A look at modern France, and a profile of revolutionary villain Maximilien Robespierre; the American recovery and the very happy people of Iceland. Here are this week's good reads.
Close your eyes. Now, imagine your vision of the happiest place on earth. It’s an island, of course, but it’s a volcanic island, so there is a faint smell of sulfur in the air, and the chance of getting buried in hot ash. You’ll love the long summer nights, but you’ll need a bit of fish oil to see you through the long winters, because you’re close to the Arctic Circle.
Yes, Iceland is the third-happiest place on earth, after Denmark and Costa Rica, according to Robert Lavine, writing in The Atlantic magazine. What makes Icelanders so happy, writes Mr. Lavine, a clinical psychologist from Virginia, is not the lack of challenges – indeed, Icelanders have cold winters, a shaky economy, and the threat of volcanic annihilation – but rather the fact that they meet these challenges with stoicism and a communal spirit. Faced with difficulty, Icelanders know they need each other to survive, and they find that they actually enjoy each other’s company.

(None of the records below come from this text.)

PR #1333, opened 2019-03-22
Post Gallery Block Waypoint Tracking

mendelB:
### What does this PR do?

This PR adds PuckWaypoint tracking to the `PostGalleryBlockQuery`.
Since we needed the ID for tracking data, it felt like a good time to add an `id` prop to the `PostGallery` component as well and pass that through, so we have anchor linking available for the prom gallery. (@weerd I don't _think_ this interferes with your gallery work but pls lemme know if this clashes at all).
Also, not sure if it's better to throw that `id` outside of the `PostGallery` and within the wrapping query?
 
This is one of the few tracking updates we need for the Prom page.

Refs [Pivotal ID #163910248](https://www.pivotaltracker.com/story/show/163910248)

### DIFF
--- a/resources/assets/components/blocks/PostGalleryBlock/PostGalleryBlockQuery.js
+++ b/resources/assets/components/blocks/PostGalleryBlock/PostGalleryBlockQuery.js
@@ -41,6 +41,7 @@ const PostGalleryBlockQuery = ({ id, actionIds, className, itemsPerRow }) => (
           waypointData={{ contentfulId: id }}
         />
         <PostGallery
+          id={id}
           className={classnames(className)}
           posts={result}
           loading={fetching}
--- a/resources/assets/components/blocks/PostGalleryBlock/PostGalleryBlockQuery.js
+++ b/resources/assets/components/blocks/PostGalleryBlock/PostGalleryBlockQuery.js
@@ -2,6 +2,7 @@ import React from 'react';
 import gql from 'graphql-tag';
 import PropTypes from 'prop-types';
 import classnames from 'classnames';
+import { PuckWaypoint } from '@dosomething/puck-client';
 
 import PaginatedQuery from '../../PaginatedQuery';
 import PostGallery from '../../utilities/PostGallery/PostGallery';
@@ -26,7 +27,7 @@ const POST_GALLERY_QUERY = gql`
 /**
  * Fetch results via GraphQL using a query component.
  */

In the midst of an American election campaign, where vice-presidential candidates are debating the merits of the self-interest theories of novelist Ayn Rand, what can one make of the happiness of a place like Iceland? Surely the country’s European-style social-democratic policies, with nine-month paid paternity leave, life-time health care, long life expectancy, low crime rates, and expensive clean-energy policies would be a one-way ticket to demographic disaster, right?